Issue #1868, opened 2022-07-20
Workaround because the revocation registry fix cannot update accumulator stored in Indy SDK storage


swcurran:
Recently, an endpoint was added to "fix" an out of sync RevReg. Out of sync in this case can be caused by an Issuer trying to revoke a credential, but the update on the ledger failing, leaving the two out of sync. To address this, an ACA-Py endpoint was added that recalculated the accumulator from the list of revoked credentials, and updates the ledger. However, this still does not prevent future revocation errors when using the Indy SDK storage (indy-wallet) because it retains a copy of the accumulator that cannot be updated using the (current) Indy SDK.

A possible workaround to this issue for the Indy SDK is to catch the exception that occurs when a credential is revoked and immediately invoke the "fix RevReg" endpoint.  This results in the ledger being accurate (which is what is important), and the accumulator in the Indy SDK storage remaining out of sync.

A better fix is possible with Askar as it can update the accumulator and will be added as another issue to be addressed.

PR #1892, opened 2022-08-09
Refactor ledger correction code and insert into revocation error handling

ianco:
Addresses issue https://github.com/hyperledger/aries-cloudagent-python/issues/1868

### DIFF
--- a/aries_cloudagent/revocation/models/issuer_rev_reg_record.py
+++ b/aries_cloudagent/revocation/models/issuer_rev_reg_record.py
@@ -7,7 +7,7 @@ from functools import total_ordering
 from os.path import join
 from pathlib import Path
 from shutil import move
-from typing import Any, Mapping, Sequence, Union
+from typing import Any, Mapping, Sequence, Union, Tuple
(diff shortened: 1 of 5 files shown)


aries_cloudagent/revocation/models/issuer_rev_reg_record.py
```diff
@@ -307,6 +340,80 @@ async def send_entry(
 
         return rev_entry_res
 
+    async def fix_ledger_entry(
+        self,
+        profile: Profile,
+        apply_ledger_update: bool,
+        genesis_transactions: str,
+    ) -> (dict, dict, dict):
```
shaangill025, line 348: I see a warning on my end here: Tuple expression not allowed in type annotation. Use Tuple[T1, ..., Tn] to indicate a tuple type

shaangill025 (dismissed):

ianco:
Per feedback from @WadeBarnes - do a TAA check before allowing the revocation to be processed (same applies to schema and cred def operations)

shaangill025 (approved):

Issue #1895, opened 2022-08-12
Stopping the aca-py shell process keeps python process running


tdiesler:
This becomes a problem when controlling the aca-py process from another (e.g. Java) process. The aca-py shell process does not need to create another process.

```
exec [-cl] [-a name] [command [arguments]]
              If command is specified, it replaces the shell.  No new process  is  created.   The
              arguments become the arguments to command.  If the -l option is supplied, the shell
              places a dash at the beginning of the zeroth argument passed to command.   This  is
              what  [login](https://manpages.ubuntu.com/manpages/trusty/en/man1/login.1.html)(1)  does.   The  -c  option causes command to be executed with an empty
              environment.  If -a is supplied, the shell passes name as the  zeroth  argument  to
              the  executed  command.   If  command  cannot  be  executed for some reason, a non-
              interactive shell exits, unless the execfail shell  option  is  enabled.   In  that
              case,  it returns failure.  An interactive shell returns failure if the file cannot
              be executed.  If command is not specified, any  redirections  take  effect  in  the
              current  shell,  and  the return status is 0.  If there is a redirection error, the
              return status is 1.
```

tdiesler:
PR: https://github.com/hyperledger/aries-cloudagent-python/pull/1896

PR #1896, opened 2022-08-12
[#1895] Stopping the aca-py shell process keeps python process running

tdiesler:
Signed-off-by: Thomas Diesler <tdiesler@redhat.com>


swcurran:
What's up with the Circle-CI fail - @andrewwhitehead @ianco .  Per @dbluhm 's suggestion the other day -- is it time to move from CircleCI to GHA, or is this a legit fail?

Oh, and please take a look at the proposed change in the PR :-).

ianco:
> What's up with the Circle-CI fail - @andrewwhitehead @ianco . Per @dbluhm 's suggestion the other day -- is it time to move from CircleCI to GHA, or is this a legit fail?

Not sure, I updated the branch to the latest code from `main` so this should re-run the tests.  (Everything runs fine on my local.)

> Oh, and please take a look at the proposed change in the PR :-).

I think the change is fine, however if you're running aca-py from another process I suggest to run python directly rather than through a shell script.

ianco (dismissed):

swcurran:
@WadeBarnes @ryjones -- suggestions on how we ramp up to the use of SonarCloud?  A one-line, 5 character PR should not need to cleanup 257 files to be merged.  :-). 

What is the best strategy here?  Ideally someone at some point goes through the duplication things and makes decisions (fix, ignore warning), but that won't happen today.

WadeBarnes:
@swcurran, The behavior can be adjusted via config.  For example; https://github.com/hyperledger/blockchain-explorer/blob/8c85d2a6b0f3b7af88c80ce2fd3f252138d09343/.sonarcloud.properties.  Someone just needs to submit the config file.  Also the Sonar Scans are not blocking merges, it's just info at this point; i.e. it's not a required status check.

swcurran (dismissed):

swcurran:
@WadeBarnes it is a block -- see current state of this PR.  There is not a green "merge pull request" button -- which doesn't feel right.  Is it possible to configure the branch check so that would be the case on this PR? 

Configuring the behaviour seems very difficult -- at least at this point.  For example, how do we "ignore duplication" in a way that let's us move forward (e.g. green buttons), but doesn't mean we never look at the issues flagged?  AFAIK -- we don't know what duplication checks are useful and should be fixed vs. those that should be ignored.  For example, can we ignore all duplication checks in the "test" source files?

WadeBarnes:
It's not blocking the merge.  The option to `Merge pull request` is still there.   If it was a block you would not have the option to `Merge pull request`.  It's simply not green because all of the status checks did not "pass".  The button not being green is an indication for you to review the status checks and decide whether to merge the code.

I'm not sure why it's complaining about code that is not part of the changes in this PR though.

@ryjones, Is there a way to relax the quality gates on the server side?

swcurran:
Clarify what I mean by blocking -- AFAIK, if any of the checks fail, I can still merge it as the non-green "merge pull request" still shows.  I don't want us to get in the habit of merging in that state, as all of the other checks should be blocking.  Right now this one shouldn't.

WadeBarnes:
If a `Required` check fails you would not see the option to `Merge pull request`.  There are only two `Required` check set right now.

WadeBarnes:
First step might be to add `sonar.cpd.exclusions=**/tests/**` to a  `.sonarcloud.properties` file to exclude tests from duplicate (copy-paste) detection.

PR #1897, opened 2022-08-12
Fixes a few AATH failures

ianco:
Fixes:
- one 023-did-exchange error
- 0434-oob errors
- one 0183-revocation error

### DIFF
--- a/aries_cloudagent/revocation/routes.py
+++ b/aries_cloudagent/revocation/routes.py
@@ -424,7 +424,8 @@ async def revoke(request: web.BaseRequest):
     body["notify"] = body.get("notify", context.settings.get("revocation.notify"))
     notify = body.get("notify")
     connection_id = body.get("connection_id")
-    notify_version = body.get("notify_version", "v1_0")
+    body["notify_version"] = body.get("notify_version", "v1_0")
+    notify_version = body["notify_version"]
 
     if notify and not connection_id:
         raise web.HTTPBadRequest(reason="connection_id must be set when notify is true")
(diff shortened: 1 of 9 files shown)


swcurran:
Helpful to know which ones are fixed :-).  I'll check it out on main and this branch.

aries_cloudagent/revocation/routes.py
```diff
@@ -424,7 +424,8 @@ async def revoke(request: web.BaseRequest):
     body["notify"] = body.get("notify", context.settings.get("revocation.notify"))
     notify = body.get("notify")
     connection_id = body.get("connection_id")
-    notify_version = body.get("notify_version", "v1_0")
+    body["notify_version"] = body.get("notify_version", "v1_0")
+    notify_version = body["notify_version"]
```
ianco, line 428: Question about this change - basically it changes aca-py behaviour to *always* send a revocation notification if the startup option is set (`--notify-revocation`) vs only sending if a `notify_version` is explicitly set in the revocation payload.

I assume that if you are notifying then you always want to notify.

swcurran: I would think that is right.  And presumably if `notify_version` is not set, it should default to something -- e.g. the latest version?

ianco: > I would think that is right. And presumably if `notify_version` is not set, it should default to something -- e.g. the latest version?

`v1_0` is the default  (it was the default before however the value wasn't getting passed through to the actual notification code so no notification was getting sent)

===

> _Description of the task_: Locate the lines above that hold the word "know". Show every one of them.

> _Exercise output_:
Configuring the behaviour seems very difficult -- at least at this point.  For example, how do we "ignore duplication" in a way that let's us move forward (e.g. green buttons), but doesn't mean we never look at the issues flagged?  AFAIK -- we don't know what duplication checks are useful and should be fixed vs. those that should be ignored.  For example, can we ignore all duplication checks in the "test" source files?
Helpful to know which ones are fixed :-).  I'll check it out on main and this branch.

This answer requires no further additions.